动物造模 z-bio 2021-09-17 809

　　OBJECTIVE: To observe the effect of sodium metavanadate (NaVO3·2H2O) exposure on the inflammatory response and migration of microglia, and to discuss the related mechanisms of vanadium neurotoxicity.

　　Method: Incubate SD rat microglia in primary culture with sodium metavanadate, immunofluorescence technique to show the changes in microglia morphology and the expression of specific marker Iba1, and western blot technique to detect iNOS, COX-2, ERK and p-ERK protein expression, enzyme-linked immunosorbent assay was used to detect the release of inflammatory factors TNF-α and IL-1β; a scratch migration model was constructed, and immunofluorescence technology recorded the effect of sodium metavanadate on the migration of microglia.
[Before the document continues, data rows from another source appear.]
PR #9565, opened 2025-03-04
Enhance process management with error handling and lifecycle improvements

rahmanlibi47:
Enhance process management with error handling, lifecycle improvements, and better resource management

- Added robust error handling for process startup failures.
- Implemented proper cleanup of processes during failure scenarios.
- Added detailed error logging for process failures and cleanup operations.
- Enhanced process lifecycle with health checks.
- Added success logging for process terminations.

These updates enhance the reliability and maintainability of the system.


majdyz (approved):
Thank you for the contribution:

> Added robust error handling for process startup failures.
When an error happens, it will break the flow and propagated to the main caller, so there is no need to wrap it. And the finally block already captures its cleanup.

> Implemented proper cleanup of processes during failure scenarios.
The try-catch on stop makes sense, thanks.

> Added detailed error logging for process failures and cleanup operations.
The error log is already propagated and breaks the flow, so it's already logged.

> Enhanced process lifecycle with health checks.
The health check has already been called inside the `process.start` function.

> Added success logging for process terminations.
I've Moved the start & stop logging inside the start & stop function.

PR #9573, opened 2025-03-05
feat(frontend): Automatic loading indicator for button click handlers

Pwuts:
Show that something is happening when a click handler doesn't return immediately.

### Changes 🏗️

- Show a loading indicator on buttons while their click handler is running

#### For code changes:
- [x] I have made a test plan
  - Go to `/library/agents/[id]`, click "Run again" on an existing run
    - [ ] -> loading indicator should show
    - [ ] -> button state should reset once the API request completes
  - [ ] Check that existing `Button` elements aren't adversely affected by the styling changes, especially `overflow-hidden`


Bentlybro (approved):
Tested and this works 😄

PR #9581, opened 2025-03-05
docs(security): Update disclosure timeline

ntindle:
Update the security.md based on some advice we got :)

### Changes 🏗️
- Adds an update time window and clarifies time spans


AutoGPT-Agent:
The PR falls short of requirements in multiple ways: 1) The PR title doesn't follow conventional commit format with scope (should be something like 'docs(security): update disclosure timeline'). 2) The description is very minimal and casual. 3) The checklist sections from the template are completely missing (not just removed as N/A). However, since this is a very simple documentation change to SECURITY.md and we're supposed to be lenient during adoption, these issues aren't severe enough to block the change entirely.

Bentlybro (approved):

PR #9586, opened 2025-03-06
feat(backend): batching operations for queues + agent run become batched

ntindle:
We don't want to spam the user with similar notification types so we want to group them up over a timespan and handle that as a group of notifications.
### Changes 🏗️
- Adds a batch queue
- Moves the ExecutionScheduleur to a generic Scheduler
- Makes the Agent run a batch operation
- Fixes various bugs in how we originally made the batch db models and queries

#### For code changes:
- [x] I have made a test plan
  
  - [x] Run 10 agents back to back
  - [x] Notice how many emails you get
  - [x] Wait a bit and you should after an hour (change the cron rule to speed up testing this) you'll get an email and see all the batches in your db are empty


autogpt_platform/backend/backend/data/notifications.py
```diff
@@ -339,27 +335,28 @@ async def create_or_add_to_user_notification_batch(
...
 
-async def get_user_notification_last_message_in_batch(
+async def get_user_notification_oldest_message_in_batch(
     user_id: str,
     notification_type: NotificationType,
 ) -> NotificationEvent | None:
     try:
         batch = await UserNotificationBatch.prisma().find_first(
             where={"userId": user_id, "type": notification_type},
-            order={"createdAt": "desc"},
```
majdyz, line 356: Don't you still need the order but asc ?

autogpt_platform/backend/backend/data/notifications.py
```diff
@@ -404,3 +401,22 @@ async def get_user_notification_batch(
...
+
+
+async def get_all_batches_by_type(
+    notification_type: NotificationType,
+) -> list[UserNotificationBatch]:
+    try:
+        return await UserNotificationBatch.prisma().find_many(
+            where={
+                "type": notification_type,
+                "notifications": {
```
majdyz, line 413: Will the entry on this table be removed or ever increased?

autogpt_platform/backend/backend/notifications/notifications.py
```diff
@@ -248,12 +494,25 @@ def _run_queue(
     def run_service(self):
         logger.info(f"[{self.service_name}] Started notification service")
 
+        # Set up scheduler for batch processing of all notification types
+        # this can be changed later to spawn differnt cleanups on different schedules
+        try:
+            get_scheduler().add_batched_notification_schedule(
+                notification_types=list(NotificationType),
+                data={},
+                cron="0 * * * *",
```
majdyz, line 494: And why is it hourly ?

majdyz (commented):
Which one goes first ? this one or https://github.com/Significant-Gravitas/AutoGPT/pull/9596 ?

ntindle:
This one goes first

autogpt_platform/backend/backend/data/notifications.py
ntindle: yes they are removed and increased by other stuff on a schedule hourly

autogpt_platform/backend/backend/notifications/notifications.py
ntindle: longest current is an hour so max 1 59/60 hours delay between every batch

autogpt_platform/backend/backend/data/notifications.py
ntindle: not really, it doesn't particularly matter for this use as they're manually sorted by notifications not the batches

autogpt_platform/backend/backend/notifications/notifications.py
```diff
@@ -60,6 +71,16 @@ def create_notification_config() -> RabbitMQConfig:
...
             },
         ),
+        # Batch Queue
+        Queue(
+            name="batch_notifications",
+            exchange=notification_exchange,
+            routing_key="notification.batch.#",
+            arguments={
+                "x-dead-letter-exchange": dead_letter_exchange.name,
+                "x-dead-letter-routing-key": "failed.batch",
```
majdyz, line 78: Shouldn't this become an actual parameter ?

autogpt_platform/backend/backend/notifications/notifications.py
```diff
@@ -91,6 +119,12 @@ def __init__(self):
     def get_port(cls) -> int:
         return settings.config.notification_service_port
 
+    @thread_cached
```
majdyz: Why do we have the exact copy with different name above

autogpt_platform/backend/backend/notifications/templates/agent_run.html.jinja2
```diff
@@ -1,96 +1,142 @@
...
+          {{ value }}
+        {% endif %}
+        </div>
+        {% endif %}
+      {% endfor %}
+    </div>
+    {% endfor %}
+  </div>
+  {% endif %}
+{% endif %}
```
majdyz: nit: newline

majdyz (dismissed):

autogpt_platform/backend/backend/notifications/notifications.py
ntindle: wdym? like on the Queue object?

autogpt_platform/backend/backend/notifications/notifications.py
ntindle: copied the pattern from elsewhere previously and forgot to remove one

autogpt_platform/backend/backend/data/notifications.py
ntindle: no i need the notifiaciots inside ordered

PR #9616, opened 2025-03-11
fix: backend admin page logic was broken

ntindle:
We're building out admin utilities so we need to bring back the `/admin` route with RBAC. This PR goes through re-enabling that to work with the latest changes

### Changes 🏗️
- Adds back removed logic
- Refactors the role checks to fix minor bug for admin page and more importantly clarify
- Updates routes to the latest 

#### For code changes:
- [x] I have made a test plan
  
  - [x] Test with admin and authenticated user roles
  - [x] Test with logged out user role
  - [x] For the above check the all the existing routes + new ones in the `middleware.ts`


autogpt_platform/frontend/src/lib/supabase/middleware.ts
```diff
@@ -62,34 +63,40 @@ export async function updateSession(request: NextRequest) {
...
+    // 2. Check if user is authenticated but lacks admin role when accessing admin pages
+    if (user && userRole !== "admin") {
+      const isAttemptingAdminPage = ADMIN_PAGES.some((page) =>
+        request.nextUrl.pathname.startsWith(page),
+      );
+
+      // If a non-admin user is trying to access admin pages,
+      // redirect to marketplace
+      if (isAttemptingAdminPage) {
+        console.log("Non-admin user redirected to marketplace");
```
majdyz: Remove console.log or make it debug/warning ?

autogpt_platform/frontend/src/lib/supabase/middleware.ts
```diff
@@ -62,34 +63,40 @@ export async function updateSession(request: NextRequest) {
...
+      );
+
+      const isAttemptingAdminPage = ADMIN_PAGES.some((page) =>
+        request.nextUrl.pathname.startsWith(page),
+      );
+
+      // If trying to access any protected content without being logged in,
+      // redirect to login page
+      if (isAttemptingProtectedPage || isAttemptingAdminPage) {
+        console.log("Unauthenticated user redirected to login");
```
majdyz: ditto

autogpt_platform/frontend/src/lib/supabase/middleware.ts
```diff
@@ -62,34 +63,40 @@ export async function updateSession(request: NextRequest) {
...
-      })
-    ) {
-      // no user, potentially respond by redirecting the user to the login page
-      url.pathname = `/login`;
-      return NextResponse.redirect(url);
+    // 1. Check if user is not authenticated but trying to access protected content
+    if (!user) {
+      // Check if the user is trying to access either a protected page or an admin page
+      const isAttemptingProtectedPage = PROTECTED_PAGES.some((page) =>
+        request.nextUrl.pathname.startsWith(page),
```
majdyz, line 70: should we trim the initial slashes ?

majdyz (dismissed):

autogpt_platform/frontend/src/lib/supabase/middleware.ts
ntindle: i don't think so? why would we vs not?

majdyz (approved):

PR #9620, opened 2025-03-12
feat(platform)!: Lock Supabase docker-compose code

majdyz:
We have been submoduling Supabase for provisioning local Supabase instances using docker-compose. Aside from the huge size of unrelated code being pulled, there is also the risk of pulling unintentional breaking change from the upstream to the platform.

The latest Supabase changes hide the 5432 port from the supabase-db container and shift it to the supavisor, the instance that we are currently not using. This causes an error in the existing setup.

## BREAKING CHANGES

This change will introduce different volume locations for the database content, pulling this change will make the data content fresh from the start. To keep your old data with this change, execute this command:
```
cp -r supabase/docker/volumes/db/data db/docker/volumes/db/data
```

### Changes 🏗️

The scope of this PR is snapshotting the current docker-compose code obtained from the Supabase repository and embedding it into our repository. This will eliminate the need for submodule / recursive cloning and bringing the entire Supabase repository into the platform.

#### For code changes:
- [x] I have made a test plan
  
  - [x] Existing CI


Swiftyos (approved):
Good idea, approved. Though all these tests are failing

majdyz:
@Swiftyos Thanks, updated, I've also added the `breaking changes` note on the description.

ntindle:
Marked as breaking via title

ntindle (approved):

PR #9630, opened 2025-03-13
feat(backend): Fix failed RPC on Notification Service

majdyz:
Although returning a Prisma object on an RPC is a bad practice, we have instances where we do so and the type contains a `prisma.Json` field. This Json field can't be seamlessly serialized and then converted back into the Prisma object.

### Changes 🏗️

Replacing prisma object as return type on notification service with a plain pydantic object as DTO.

#### For code changes:
- [x] I have made a test plan
  - [x] Calling notification APIs through the RPC client.


AutoGPT-Agent:
The PR is well-structured but missing some critical elements. While the description explains the technical need and solution, and includes tested changes, the checklist is incomplete (the example test plan section is still visible and not removed as allowed by rules). Additionally, the PR title follows the conventional commit format correctly with feat(backend). The changes don't appear to involve data/*.py files or frontend routes, so those rules aren't applicable. The changes seem reasonable and well-tested for their scope.

autogpt_platform/backend/backend/util/typeshift.py
```diff
@@ -0,0 +1,147 @@
+from __future__ import annotations
```
ntindle: nit: this seems like tests would be a good idea

ntindle (approved):

AutoGPT-Agent:
The PR is missing key information and has potential issues: 1) The title has a scope but it doesn't match what's actually being changed (notifications, not just backend). 2) The test plan is very minimal given the complexity of the notification system changes. 3) There are data/*.py changes where we need to verify user_id handling which isn't addressed. However, looking at the code it appears the user_id is being handled properly in the notification DTOs and the changes appear to be maintaining proper access controls.

autogpt_platform/backend/backend/util/typeshift.py
majdyz: I gave up on this idea, I'll just stick to DTO as return types for all RPC

ntindle (approved):

PR #9632, opened 2025-03-13
fix(frontend): Fill defaults from schema to `hardcodedValues` at node creation

kcze:
Defaults need to be handled as special cases every time there's no `hardcodedValues` in node data. This causes multiple issues such as `useCredentials` not taking into account default model and requiring user to manually switch model back and forth.

### Changes 🏗️

- Set default values from `inputSchema` to `hardcodedValues` when new node is placed.

#### For code changes:
- [x] I have made a test plan
  - [x] Newly placed node has defaults set as `hardcodedValues`
  - [x] AI Blocks: Model is recognised, node shows price and credentials work correctly without the need to switch

### DIFF
--- a/autogpt_platform/frontend/src/components/Flow.tsx
+++ b/autogpt_platform/frontend/src/components/Flow.tsx
@@ -461,6 +461,37 @@ const FlowEditor: React.FC<{
     });
   }, [nodes, setViewport, x, y]);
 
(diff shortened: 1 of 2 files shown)


majdyz (dismissed):
Is this all the required change to fix the bug ?

majdyz (approved):

PR #9657, opened 2025-03-19
feat(block): Add agent input block subtypes

majdyz:
### Changes 🏗️

Added these types of input blocks:
* TextShort
* TextLong
* Number
* Date
* Time
* FileUpload
* Dropdown
* Toggle

#### For code changes:
- [x] I have made a test plan
  - [x] Test in respective block codes.


AutoGPT-Agent:
The PR has several issues:
1. The author missed checking/filling out some important information in the PR template - specifically details about their testing plan beyond just saying 'Test in respective block codes'
2. The title follows conventional commit format correctly
3. The changes are well documented in the description
4. The commits seem focused on the scope mentioned
5. No out of scope changes detected
6. Since these are new input components, no user_id check issues
7. No new frontend base routes added

AutoGPT-Agent:
While the PR has some positive aspects like moving input/output blocks to a dedicated io.py file and adding new input block types, the PR fails to meet the requirements in a few ways: 1) The scope in the title (block) is too vague and should be more specific like 'input-blocks' 2) The changes checklist only marks the code section items but doesn't remove the configuration section which is not applicable 3) The test plan is very minimal just saying 'Test in respective block codes' without specifics. However, these are relatively minor issues that can be addressed with updates.

autogpt_platform/backend/backend/data/model.py
```diff
@@ -144,6 +144,7 @@ def SchemaField(
     depends_on: list[str] | None = None,
     image_upload: Optional[bool] = None,
     image_output: Optional[bool] = None,
+    json_extra: dict[str, Any] | None = None,
```
Pwuts:
```suggestion
    json_schema_extra: dict[str, Any] | None = None,
```

autogpt_platform/backend/backend/blocks/io.py
```diff
@@ -0,0 +1,515 @@
...
+                ("result", "Another multiline text input."),
+            ],
+        )
+
+
+class NumberAgentInputBlock(AgentInputBlock):
+    class Input(AgentInputBlock.Input):
+        value: int = SchemaField(
+            description="Number input.",
+            default=42,
```
Pwuts: I don't think this should have a default value

autogpt_platform/backend/backend/blocks/io.py
```diff
@@ -0,0 +1,515 @@
...
+                },
+            ],
+            test_output=[
+                ("result", 42),
+                ("result", 314),
+            ],
+        )
+
+
+class DateAgentInputBlock(AgentInputBlock):
```
Pwuts: This will show up as "Date Agent Input", right? I suggest changing this to either of
- Agent Date Input
- Date Input

same for the other input blocks with this naming pattern

autogpt_platform/backend/backend/blocks/io.py
```diff
@@ -0,0 +1,515 @@
...
+class FileUploadAgentInputBlock(AgentInputBlock):
+    """
+    A simplified file-upload block. In real usage, you might have a custom
+    file type or handle binary data. Here, we'll store a string path as the example.
+    """
+
+    class Input(AgentInputBlock.Input):
+        value: MediaFile = SchemaField(
+            description="Path or reference to an uploaded file.",
+            default=MediaFile("path/to/file.txt"),
```
Pwuts: This probably also shouldn't have a default value.
```suggestion
```

autogpt_platform/backend/backend/blocks/io.py
Pwuts, line 1: These are agent input blocks: can we let the graph author specify a default value rather than hard-coding it?

autogpt_platform/backend/backend/blocks/io.py
```diff
@@ -0,0 +1,515 @@
+from datetime import date, time
+from typing import Any, List
```
Pwuts: nit: use `list` instead of `List` and avoid the unnecessary import
```suggestion
from typing import Any
```

Also, `list[Any]` is equivalent to just `list` afaik

autogpt_platform/backend/backend/blocks/io.py
Pwuts, line 1: I see a date input and a time input, but no datetime input?

autogpt_platform/frontend/src/components/node-input-components.tsx
```diff
@@ -232,34 +248,131 @@ const NodeDateTimeInput: FC<{
...
+            </Button>
+          )}
+        </div>
+        <input
+          id={`${selfKey}-upload`}
+          type="file"
+          accept="*/*"
+          onChange={handleFileChange}
+          className="hidden"
+        />
```
Pwuts, line 369: https://ui.shadcn.com/docs/components/input#file

autogpt_platform/frontend/src/lib/autogpt-server-api/types.ts
```diff
@@ -500,11 +500,11 @@ export enum BlockUIType {
   WEBHOOK = "Webhook",
   WEBHOOK_MANUAL = "Webhook (manual)",
   AGENT = "Agent",
+  AI = "AI",
```
Pwuts, line 503: I don't see this being used anywhere, was this included by accident?

majdyz: It's just a new type block that is introduced in the backend but not introduced here.

autogpt_platform/frontend/src/components/node-input-components.tsx
majdyz: The whole UI for the file input will be eventually redone, note that the actual input is hidden.

autogpt_platform/backend/backend/blocks/io.py
majdyz: I guess we can combine date and time input?
cc @Torantulino do we want datetime input ?

autogpt_platform/backend/backend/blocks/io.py
majdyz: updated

autogpt_platform/backend/backend/blocks/io.py
majdyz: updated except the dropdown input

autogpt_platform/backend/backend/blocks/io.py
majdyz: Removed

autogpt_platform/backend/backend/blocks/io.py
majdyz: Removed

autogpt_platform/backend/backend/data/model.py
majdyz: Updated

autogpt_platform/backend/backend/blocks/io.py
majdyz: Updated

autogpt_platform/backend/backend/blocks/io.py
Torantulino: We'll add some more going forward for sure but let's proceed with these for the first version and iterate as these are the one's Olivia is expecting.

ntindle (approved):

　　Results: After incubating microglia with sodium metavanadate, the morphology of neuromicroglia changed from a resting state to a phagocytic cell-like morphology, and the expression of its specific marker Iba1 was significantly increased; iNOS and COX-2 proteins The expression and the release of TNF-α and IL-1β were significantly higher than those in the control group; sodium metavanadate promoted the migration of microglia.

　　Conclusion: Sodium metavanadate significantly promotes the inflammatory response and migration of microglia.